• _INPUT DATA_:
PR #6441, opened 2025-09-03
feat: add multichain account group events

fabiobozzo:
## Explanation

Add multichain account group lifecycle events to support the Back and Sync feature (state 2). Events are emitted at the group level for precise, targeted event emission without performance overhead.

**Current state**: MultichainAccountService creates and manages multichain account groups but doesn't notify other controllers when these operations occur.

**Solution**: Implemented two new events following the established messenger pattern, with selective emission to prevent performance degradation:
- `multichainAccountGroupCreated` - Emitted from wallet when new groups are created via `createNextMultichainAccountGroup()` or `createMultichainAccountGroup()`  
- `multichainAccountGroupUpdated` - Emitted from group level when specific groups are synchronized, ensuring only actually updated groups trigger events

**Architecture**: 
- Events are emitted at the appropriate granular level (group sync → group events, group creation → wallet events)
- Initialization syncs don't emit events to prevent noise during startup
- Selective emission prevents performance degradation when only specific groups/accounts are updated

## References

[MUL-520](https://consensyssoftware.atlassian.net/browse/MUL-520)

## Checklist

[MUL-520]: https://consensyssoftware.atlassian.net/browse/MUL-520?atlOrigin=eyJpIjoiNWRkNTljNzYxNjVmNDY3MDlhMDU5Y2ZhYzA5YTRkZjUiLCJwIjoiZ2l0aHViLWNvbS1KU1cifQ


packages/multichain-account-service/src/MultichainAccountService.ts
```diff
@@ -215,6 +224,10 @@ export class MultichainAccountService {
     if (group) {
       if (sync) {
         group.sync();
+        this.#messenger.publish(
+          'MultichainAccountService:multichainAccountGroupUpdated',
+          group,
+        );
```
ccharly: I think all those events (like every new ones I mean) have to be moved at wallet-level no?

This way, everytime we use the wallet, this would trigger the appropriate event. WDYT?

packages/multichain-account-service/src/MultichainAccountWallet.ts
```diff
@@ -100,6 +106,14 @@ export class MultichainAccountWallet<
     ] of this.#accountGroups.entries()) {
       multichainAccount.sync();
 
+      // Emit update event for synced groups
+      this.#messenger.publish(
+        'MultichainAccountService:multichainAccountGroupUpdated',
+        multichainAccount as unknown as MultichainAccountGroup<
```
fabiobozzo: @ccharly qq: I don't really like this double cast, albeit safe in this context.  
Should I change the event's payload type to `MultichainAccountGroup<Account> ` instead of `MultichainAccountGroup<Bip44Account<KeyringAccount>>` ?

packages/multichain-account-service/src/MultichainAccountService.ts
fabiobozzo: It makes sense to me, thanks 😃 
so... any wallet operations (not just those triggered through the service) would emit the new events. got it

packages/multichain-account-service/src/MultichainAccountWallet.ts
ccharly: Not sure why you even need to cast at all? 🤔

fabiobozzo: My bad, just fixed types:
```
import type { MultichainAccountGroup } from './MultichainAccountGroup';
```
!=
```
import type { MultichainAccountGroup } from '@metamask/account-api';
```

packages/multichain-account-service/CHANGELOG.md
```diff
@@ -7,6 +7,12 @@ and this project adheres to [Semantic Versioning](https://semver.org/spec/v2.0.0
 
 ## [Unreleased]
 
+### Added
+
+- Add multichain account group lifecycle events ([#6441](https://github.com/MetaMask/core/pull/6441))
+  - Add `multichainAccountGroupCreated` event emitted from wallet level when new groups are created
+  - Add `multichainAccountGroupUpdated` event emitted from wallet level when groups are synchronized
```
```suggestion
  - Add `multichainAccountGroupCreated` event emitted from wallet level when new groups are created.
  - Add `multichainAccountGroupUpdated` event emitted from wallet level when groups are synchronized.
```

packages/multichain-account-service/src/MultichainAccountWallet.ts
```diff
@@ -288,12 +298,18 @@ export class MultichainAccountWallet<
...
       });
     }
 
     // Register the account to our internal map.
     this.#accountGroups.set(groupIndex, group); // `group` cannot be undefined here.
 
+    this.#messenger.publish(
+      'MultichainAccountService:multichainAccountGroupCreated',
+      group,
+    );
```
ccharly: Should be guarded if `emitEvents` no?

packages/multichain-account-service/src/MultichainAccountWallet.ts
```diff
@@ -288,25 +300,37 @@ export class MultichainAccountWallet<
...
+   * @param emitEvents - Whether to emit creation event (defaults to true).
    * @throws If any of the account providers fails to create their accounts.
    * @returns The multichain account group for the next group index available.
    */
-  async createNextMultichainAccountGroup(): Promise<
-    MultichainAccountGroup<Account>
-  > {
-    return this.createMultichainAccountGroup(this.getNextGroupIndex());
+  async createNextMultichainAccountGroup(
+    emitEvents = true,
```
ccharly: Not sure this should be exposed to the caller. We do not emit events during the initial sync (but that's internal cooking and that's fine), but we should let the caller decide to emit events or not IMO.

packages/multichain-account-service/src/MultichainAccountWallet.ts
```diff
@@ -208,11 +218,13 @@ export class MultichainAccountWallet<
    * Creates a multichain account group for a given group index.
    *
    * @param groupIndex - The group index to use.
+   * @param emitEvents - Whether to emit creation event (defaults to true).
    * @throws If any of the account providers fails to create their accounts.
    * @returns The multichain account group for this group index.
    */
   async createMultichainAccountGroup(
     groupIndex: number,
+    emitEvents = true,
```
ccharly: Same here.

packages/multichain-account-service/src/MultichainAccountWallet.ts
```diff
@@ -35,31 +36,39 @@ export class MultichainAccountWallet<
...
    * Force wallet synchronization.
    *
    * This can be used if account providers got new accounts that the wallet
    * doesn't know about.
+   *
+   * @param options - Sync options.
+   * @param options.emitEvents - Whether to emit update events. Defaults to true.
    */
-  sync(): void {
+  sync({ emitEvents = true }: { emitEvents?: boolean } = {}): void {
```
ccharly: WDYT about having a `#sync` with this `emitEvents` as parameter, so the "public `sync`" does not expose this flag to the caller?

And all existing `sync` calls would become `#sync` instead.

gantunesr: ➕

packages/multichain-account-service/src/MultichainAccountWallet.ts
fabiobozzo: Ok so: no more `emitEvents` param in the public method, and a new private method `#createMultichainAccountGroup`

packages/multichain-account-service/src/MultichainAccountWallet.ts
fabiobozzo: Ok so, for the wallet sync, I added a `#sync` as you suggested. For cross-class communication, I added a `_syncWithEvents` method to the group and marked it @internal. Wdyt?

ccharly: So.. Here's what I think, I wonder if we really need that flag, at all. Maybe we could just get away with a `#initialized` flag and we only fire if it's `true`?

Ultimately, we could also have a `group.status` and `wallet.status`, it would be `Uninitialized` at first, and then would become `Ready` (or another status, like `AlignmentInProgress`, etc..). But IMO, we can tackle that status later.

Simple flag could work for now. WDYT @fabiobozzo?

fabiobozzo: Good point, more readable than my initial approach, at least 💁‍♂️

packages/multichain-account-service/src/MultichainAccountWallet.ts
```diff
@@ -213,6 +228,12 @@ export class MultichainAccountWallet<
    */
   async createMultichainAccountGroup(
     groupIndex: number,
+  ): Promise<MultichainAccountGroup<Account>> {
+    return this.#createMultichainAccountGroup(groupIndex);
+  }
+
+  async #createMultichainAccountGroup(
+    groupIndex: number,
```
ccharly: I think we can remove the use of the private variante now?

```suggestion
```

packages/multichain-account-service/src/MultichainAccountWallet.ts
```diff
@@ -306,7 +335,7 @@ export class MultichainAccountWallet<
   async createNextMultichainAccountGroup(): Promise<
     MultichainAccountGroup<Account>
   > {
-    return this.createMultichainAccountGroup(this.getNextGroupIndex());
+    return this.#createMultichainAccountGroup(this.getNextGroupIndex());
```
ccharly: Same here.

```suggestion
    return this.createMultichainAccountGroup(this.getNextGroupIndex());
```

packages/multichain-account-service/src/MultichainAccountGroup.ts
```diff
@@ -62,6 +72,10 @@ export class MultichainAccountGroup<
    * account doesn't know about.
    */
   sync(): void {
+    this.#sync();
+  }
+
+  #sync(): void {
```
ccharly: Actually same goes for this one now 😅 
```suggestion
```

packages/multichain-account-service/src/MultichainAccountWallet.ts
```diff
@@ -80,6 +90,10 @@ export class MultichainAccountWallet<
    * doesn't know about.
    */
   sync(): void {
+    this.#sync();
+  }
+
+  #sync(): void {
```
ccharly: Here too:

```suggestion
```

packages/multichain-account-service/src/MultichainAccountWallet.ts
```diff
@@ -55,22 +56,31 @@ export class MultichainAccountWallet<
...
     this.#id = toMultichainAccountWalletId(entropySource);
     this.#providers = providers;
     this.#entropySource = entropySource;
+    this.#messenger = messenger;
     this.#accountGroups = new Map();
 
-    // Initial synchronization.
-    this.sync();
+    // Initial synchronization (don't emit events during initialization).
+    this.#sync();
```
ccharly:
```suggestion
    this.sync();
```

packages/multichain-account-service/src/MultichainAccountGroup.ts
```diff
@@ -36,23 +37,32 @@ export class MultichainAccountGroup<
...
     this.#id = toMultichainAccountGroupId(wallet.id, groupIndex);
     this.#groupIndex = groupIndex;
     this.#wallet = wallet;
     this.#providers = providers;
+    this.#messenger = messenger;
     this.#providerToAccounts = new Map();
     this.#accountToProvider = new Map();
 
-    this.sync();
+    this.#sync();
```
ccharly:
```suggestion
    this.sync();
```

ccharly (approved):
LGTM!

One small note for later, since we're only firing those events in our own methods, if for some reason we discover new groups during a `sync`, we won't be sending the "created event" for those.

But that's fine, because we don't want to track this kind of account creation for BIP-44/multichain accounts.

• _THE PROBLEM_: Whenever a line in the records contains the word "atlassian", copy that line.

• _TASK RESPONSE_:
[MUL-520](https://consensyssoftware.atlassian.net/browse/MUL-520)
[MUL-520]: https://consensyssoftware.atlassian.net/browse/MUL-520?atlOrigin=eyJpIjoiNWRkNTljNzYxNjVmNDY3MDlhMDU5Y2ZhYzA5YTRkZjUiLCJwIjoiZ2l0aHViLWNvbS1KU1cifQ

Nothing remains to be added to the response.